Cena

Llevo 25 años pasando a cenar los sábados a casa de Anamari y Manolo. Ella no termina de creérselo pero es así, desde el verano de 1983. Yo creo que en realidad sí que lo cree, cómo no va a creerlo, pero le asusta pensar que ha pasado un cuarto de siglo, vamos, que está a punto de pasar. Un cuarto de siglo cenando lo mismo, además. Porque el menú siempre es el mismo, como un ritual: ensalada de lechuga con cebolla, olivas negras y zanahoria rallada de primero y tortilla de patatas de segundo. Lo segundo es lo mejor: es un enigma constatado aquí y allá que cada persona hace un tipo de tortilla de patatas que es el mismo siempre y siempre distinto al de los demás. Como si la tortilla de patatas fuera una especie de huella dactilar gastronómica propia e intransferible. La tortilla de patatas de Anamari es una obra de arte.

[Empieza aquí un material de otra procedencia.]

PR #1719, opened 2023-10-30
Fix clazy issues

sithlord48:
- Use Qt5 style connections 
    - Old SIGNAL / SLOT macros are slower and more error prone 
 - Use `const &` for current item and a `const list` for input to all ranged for loops to prevent detachment
 - Use `Q_EMIT` in place of `emit` emitting a signal (added a few missing ones also )

### DIFF
--- a/src/gui/src/ZeroconfService.cpp
+++ b/src/gui/src/ZeroconfService.cpp
@@ -84,7 +84,7 @@ ZeroconfService::~ZeroconfService() = default;
 
 void ZeroconfService::serverDetected(const QList<ZeroconfRecord>& list)
 {
-    for (ZeroconfRecord record : list) {
+    for (const ZeroconfRecord& record : list) {
         registerService(false);
         m_pMainWindow->appendLogInfo(tr("zeroconf server detected: %1").arg(
             record.serviceName));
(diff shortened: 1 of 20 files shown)


src/gui/src/ZeroconfService.cpp
```diff
@@ -67,29 +67,24 @@ ZeroconfService::ZeroconfService(MainWindow* mainWindow) :
...
-        this, SLOT(errorHandle(DNSServiceErrorType)));
+    connect(zeroconf_browser_.get(), &ZeroconfBrowser::error, this, &ZeroconfService::errorHandle);
 }
 
 ZeroconfService::~ZeroconfService() = default;
 
 void ZeroconfService::serverDetected(const QList<ZeroconfRecord>& list)
 {
-    for (ZeroconfRecord record : list) {
+    for (const ZeroconfRecord &record : list) {
```
p12tic, line 87: Prefer to place & with type.

src/gui/src/main.cpp
```diff
@@ -54,7 +54,7 @@ bool checkMacAssistiveDevices();
 
 void copy_qsettings(const QSettings &src, QSettings &dst)
 {
-    auto keys = src.allKeys();
+    const auto keys = src.allKeys();
```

De postre toca la tertulia, aderezada según la temporada: helados caseros en verano y alguna repostería en invierno. Pero sobre todo es la tertulia lo que alimenta. Conservaré toda mi vida como una de mis experiencias más ricas e imprescindibles las tertulias con Anamari (Manolo es que se va a la tele después del postre). Veinticinco años después aún hay temas nuevos de tertulia y otros repetidos, pero con Anamari los temas repetidos son como una de esas canciones pegadizas que oyes una y otra vez y tan ricamente. Porque lo de Anamari es oírselo contar, es una narradora prodigiosa. Veinticinco años de mantel dan para crear un código de complicidades en la ironía y de conexión en general. Y si me siguen invitando y si el cuerpo me sigue pidiendo volver digo yo que será por algo.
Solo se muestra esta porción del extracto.